Newer Classification Systems
Armstrong and Peters17 cite limitations to Wagner's system, noting that infection is included in only one stage (Grade 3) and vascular status is only included in the last two stages - Grade 4 and Grade 5. These limitations detract from Wagner's intention when the data are applied to diabetic populations. Recognizing these limitations may have been the motivation for the developing the Texas Classification (UT) system. Lavery et al46 defends UT's system objectivity by noting it is based on clinical and laboratory data. Jeffcoate18 commends the Texas creators for this addition but counters that it is complex, imprecise, and retains some of the ambiguity of Meggitt's and Wagner's classifications. Armstrong et al28,49 validates the Texas system using the contributions of depth, infection, and ischemia to the risk of amputations for groups of diabetic patients as opposed to individual patients. They discovered that as the grade and stage of the wound increased, the patient's risk for amputation increased. It may be inferred that Jeffcoate's criticism prompted this research in order to establish predictive validity by Armstrong and colleagues.
Jeffcoate et al18 concluded that the lack of a working diabetic foot ulcer classification hinders management practices. An attempt to develop a working system is the Size (Area and Depth), Sepsis, Arteriopathy, and Denervation - the S(AD) SAD system (see Table 2).50 Measurements of foot ulcers predict the outcome; including foot ulcer measurements into a diabetic wound classification system will make the system more sensitive.42
The S(AD) SAD system differs from Wagner's and Texas systems in that it addresses degrees of ischemia, categorization of area and depth, inclusion of reference to neuropathy, and most of all, is not intended as a guide to management.50 During a review of the S(AD) SAD system and Wagner's system, Young51 reported that the categories of infection have clinical "face validity," but both authors failed to define cellulitis and osteomyelitis.

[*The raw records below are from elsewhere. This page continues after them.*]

PR #18, opened 2020-04-26
spoke cluster health check

skeeey:
introduce a new condition `SpokeClusterConditionAPIServerAvailable` to describe whether the kube-apiserver of the spoke cluster is available


cluster/v1/types.go
```diff
@@ -96,6 +96,9 @@ const (
 	// SpokeClusterConditionHubDenied means the request to join the cluster is denied by
 	// cluster-admin on hub
 	SpokeClusterConditionHubDenied string = "HubDeniedSpoke"
+	// SpokeClusterConditionAPIServerAvailable means the kube-apiserver of the spoke cluster is
+	// available
+	SpokeClusterConditionAPIServerAvailable string = "SpokeClusterAPIServerAvailable"
```
pmorie: Is this really testing whether the API is available, or whether the spoke agent is running?

skeeey: I plant to use `healthz` API to check the apiserver status, I think if the `healthz` API returns ok, I can consider the apiserver is available, and I check the apiserver status in agent, so I think if I can check the status, the spoke agent should be running

docs/spokeclusterhealthcheck.md
```diff
@@ -0,0 +1,25 @@
...
+Actors
+
+- agent on spoke cluster
+- hub controller on hub cluster
+
+## Health check
+
+1. after a spoke cluster is accepted by hub cluster admin, the agent on spoke cluster will
+create a [`Lease`](https://github.com/kubernetes/api/blob/master/coordination/v1/types.go#L27)
+on its namespace on hub cluster, then the agent will periodically (by default 10s)
```
deads2k: I think we need to talk about scale and how you plan to manage this.  If you have 5000 spokes, what you're describing here would be 500 qps doing nothing but heartbeating.  As with nodes, this presents a serious problem. The upstream KEP is here: https://github.com/kubernetes/enhancements/blob/master/keps/sig-node/0009-node-heartbeat.md .  A smaller resource (like coordination) helps to some degree because you aren't fanning out every watcher with large objects, but that is a lot of QPS for an idle system.

If you want to do this, I think it's important to describe what it will be used to do, how it is better or different than metrics, and then provide some meaningful way to manage the scale, QPS, and managing/changing update frequency from the hub to attempt to prevent overrun.

pmorie: +1 to David's comments.

> provide some meaningful way to manage the scale, QPS, and managing/changing update frequency from the hub to attempt to prevent overrun.

A knob is critical for this, also using Jitter on the frequency of the update. We should be able to tell users how to plan for a specific QPS number.

@deads2k what do you think is a reasonable qps to allocate for heartbeating?

skeeey: @deads2k and @pmorie, sorry for late

for QPS, if we have a reasonable QPS (or we can allow user set it), I think we can use `Lease.LeaseDurationSeconds` to coordinate the QPS

1. hub controller gets the count of spoke clusters and calculate the average lease duration time with a reasonable QPS and updates the `Lease` object for each spoke cluster , e.g. if the expected QPS is 100 and there are 5000 clusters, we set the `Lease.LeaseDurationSeconds` to 50s
2. spoke agent calculates its lease renew interval time by `Lease.LeaseDurationSeconds`, refer to kubelet implementation, we give a renew interval fraction (e.g. 0.25), we use `Lease.LeaseDurationSeconds * Fraction` to get the renew interval time, for above example, the renew interval time will be 12.5s

> how it is better or different than metrics

for migration case, we want to automatically migrate the workloads among the spoke clusters when some spoke clusters are unavailable,  if we use metrics, the hub controller need periodically poll all of spoke clusters to know whether a spoke cluster is available, I think this is an inefficient way, if we have a status to present whether a spoke cluster is available, the hub controller can list them on hub cluster, I think this is more efficient (except the spoke cluster api health, we may need to know the status of other spoke agents, so we may change the `SpokeClusterConditionAPIServerAvailable` to `SpokeClusterConditionAvailable`)

What's your opinions?

qiujian16: should we consider adding a `LeaseDuration`  field in SpokeCluster API? So cluster-admin on hub is able to change that, and spoke agent can adjust the lease accordingly.

I think we need the condition on spokecluster also because reporting metrics will require additional request path from hub to spoke (or spoke to hub). With this condition, we can at least know whether registration/work agent is running with the minimum deployment.

docs/spokeclusterhealthcheck.md
```diff
@@ -0,0 +1,60 @@
...
+on spoke cluster, a new condition `SpokeClusterConditionAvailable` will be introduced to describe
+whether a spoke cluster is available
+
+If the kube-apiserver is health and the registration/work agent is running with the minimum
+deployment on a spoke cluster, this spoke cluster will be considered available
+
+The Kubernetes Metrics API may be used to get the status of spoke cluster kube-apiserver or spoke
+registration/work agent, but Metrics API has some limits for our cases
+
+- The hub may not access the spoke cluster, so we cannot use Kubernetes Metrics API to
```
deads2k: there is a push model

docs/spokeclusterhealthcheck.md
```diff
@@ -0,0 +1,60 @@
...
+get spoke cluster metrics from hub cluster
+- Reporting metrics will require additional request path from hub to spoke (or spoke to hub)
```
deads2k: you're already talking about additional requests

docs/spokeclusterhealthcheck.md
```diff
@@ -0,0 +1,60 @@
...
+1. after a spoke cluster is accepted by hub cluster admin, the agent on spoke cluster will
+create a [`Lease`](https://github.com/kubernetes/api/blob/master/coordination/v1/types.go#L27)
+on its namespace on hub cluster, then the agent will periodically (by default 10s, the period time
+should be adjusted, see the scale problem section)
+    - update the `RenewTime` of `Lease` to keep available, and
+    - check the spoke cluster kube-apiserver health by `healthz` API, and check the
+    registration/work agent is running with the minimum deployment, if all of them are
+    available the agent make sure the status of `SpokeClusterConditionAvailable`
+    condition is `true`, otherwise, the agent updates the status to `false`
+2. hub controller lists the spoke clusters on hub cluster periodically (by default 5s), for
```
deads2k: an informer ends up taking many watch events, but the smearing may help.  I guess I would at least try an informer to start because it's "normal".

You probably want to label these leases to avoid selecting leases for nodes.

docs/spokeclusterhealthcheck.md
```diff
@@ -0,0 +1,60 @@
...
+each accepted spoke cluster, the controller get its `Lease` from its namespace and check
+wether the `Lease` is constantly updated in a duration (by default 40s), if not, the
```
deads2k: 40s seems really tight to update. if we round up to 60s
1. 60 spokes is 1qps
2. 600 spokes 10 qps
3. 6000 spokes 100 qps

How responsive do you need this to be?   Seems like o(hour) is good enough for most production use-cases and won't crush a server.

docs/spokeclusterhealthcheck.md
```diff
@@ -0,0 +1,60 @@
...
+controller updates the status of this spoke cluster `SpokeClusterConditionAvailable`
+condition to `unknown`
+
+## The scale problem
+
+If there are many spoke clusters, we will face there are a lot of QPS for an idle system due to
+spoke lease update request, to solve this problem, we need a way to control the frequency of
+lease update, we propose two alternative ways
+
+- Adding `LeaseDuration` field in `SpokeCluster` API, the hub cluster admin is able to update it
```
deads2k: This could work

deads2k:
In the end, I think we should consider what subset of a problem this solves for us.  Is it truly valuable to know the spoke kube-apiserver is readyz==ok?

I worry that something like this would grow into desiring a projection of things like clusteroperators or the status of other hub/spoke communicator.  To my mind, that is an anti-goal, those extensions bits should never be included in a core API like this.

If we can agree that this will never expand further and perhaps we even start another repo to project  clusteroperator.status back into the spoke namespace, I think that would be useful.  I may even try to do that separately because it would require building out a way to provide creds and exercise manifestwork.

/approve

docs/spokeclusterhealthcheck.md
pmorie: I think 5 minutes is the lower bound for me on update period - I could believe 30 minutes or an hour would be entirely sufficient for many use cases.

pmorie:
> If we can agree that this will never expand further and perhaps we even start another repo to project clusteroperator.status back into the spoke namespace, I think that would be useful.

Agree. I also do not want us to tack extra status fields onto this API that relate to arbitrary other components. I think we are describing an API principle here: the status of SpokeCluster reflects only the status pertaining to that cluster's registration and agent.

Should we formalize that concept in the doc for SpokeCluster?

cluster/v1/types.go
```diff
@@ -53,6 +53,11 @@ type SpokeClusterSpec struct {
 	// deleted.
 	// +required
 	HubAcceptsClient bool `json:"hubAcceptsClient" protobuf:"bytes,2,opt,name=hubAcceptsClient"`
+
+	// LeaseDurationSeconds is used to coordinate the lease update time of spoke agents.
+	// If it is empty, the spoke agent will update its lease per 10s
```
qiujian16: maybe 1 min by default, if we think the default offline time is 5 min.

docs/spokeclusterhealthcheck.md
```diff
@@ -0,0 +1,60 @@
...
+according to system QPS, and spoke agent can adjust the lease update time accordingly
+- Dynamically adjust the QPS for each spoke cluster, suppose we have a reasonable QPS, we may use
```
qiujian16: i think we can remove this option.

docs/spokeclusterhealthcheck.md
```diff
@@ -0,0 +1,60 @@
...
+each accepted spoke cluster, the controller get its `Lease` from its namespace and check
+wether the `Lease` is constantly updated in a duration (by default 5min), if not, the
+controller updates the status of this spoke cluster `SpokeClusterConditionAvailable`
+condition to `unknown`
+
+## The scale problem
+
+If there are many spoke clusters, we will face there are a lot of QPS for an idle system due to
+spoke lease update request, to solve this problem, we need a way to control the frequency of
+lease update, we propose two alternative ways
```
qiujian16: we will only use lease method

docs/spokeclusterhealthcheck.md
```diff
@@ -0,0 +1,60 @@
...
+    - update the `RenewTime` of `Lease` to keep available, and
+    - check the spoke cluster kube-apiserver health by `healthz` API, and check the
+    registration/work agent is running with the minimum deployment, if all of them are
+    available the agent make sure the status of `SpokeClusterConditionAvailable`
+    condition is `true`, otherwise, the agent updates the status to `false`
+2. hub controller watches the spoke clusters on hub cluster with its informer, for
+each accepted spoke cluster, the controller get its `Lease` from its namespace and check
+wether the `Lease` is constantly updated in a duration (by default 5min), if not, the
+controller updates the status of this spoke cluster `SpokeClusterConditionAvailable`
+condition to `unknown`
```
qiujian16, line 41: Specify the scope here will be registration agent only. Other agent despite of registration/work should add additional customized conditontype here.

cluster/v1/types.go
```diff
@@ -53,6 +53,11 @@ type SpokeClusterSpec struct {
 	// deleted.
 	// +required
 	HubAcceptsClient bool `json:"hubAcceptsClient" protobuf:"bytes,2,opt,name=hubAcceptsClient"`
+
+	// LeaseDurationSeconds is used to coordinate the lease update time of spoke agents.
+	// If it is empty, the spoke agent will update its lease per 1 minute
```
deads2k: If you allow both nil and zero you have to explain the difference between them.  If there is no difference, don't use a pointer.

For this particular field, I don't think I see value in allowing a zero.

deads2k:
Please update the specification for the int before merge.  I'll leave lgtm with @qiujian16 

/assign @qiujian16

Although validation evidence of Wagner's dysvascular foot classification system and its clinimetric properties are scant, the Wagner system is widely used. Diabetic foot ulcer classification systems should delineate unique ulcer types with definable characteristics and offer prognostic information. The Wagner system may be appropriate to guide treatment and prognosis for individual patients. Plassmann and Peters52 discovered that even simple methods and instruments for measuring wound parameters require well-defined protocols. If protocols are not in place, wound measurements are useless and may lead to misinterpretation and resultant dangerous consequences. Hopefully, the University of Texas or the S(AD) SAD systems, once further validated, may fill the current void. - OWM
This manuscript was completed as part of a written assignment for the MSc/PostGraduate Training in Wound Care and Tissue Repair sponsored by the College of Medicine at the University of Wales, Cardiff, UK, under the direction of Mrs. Vanessa Jones, Dr. Patricia Price, and Professor Keith Harding.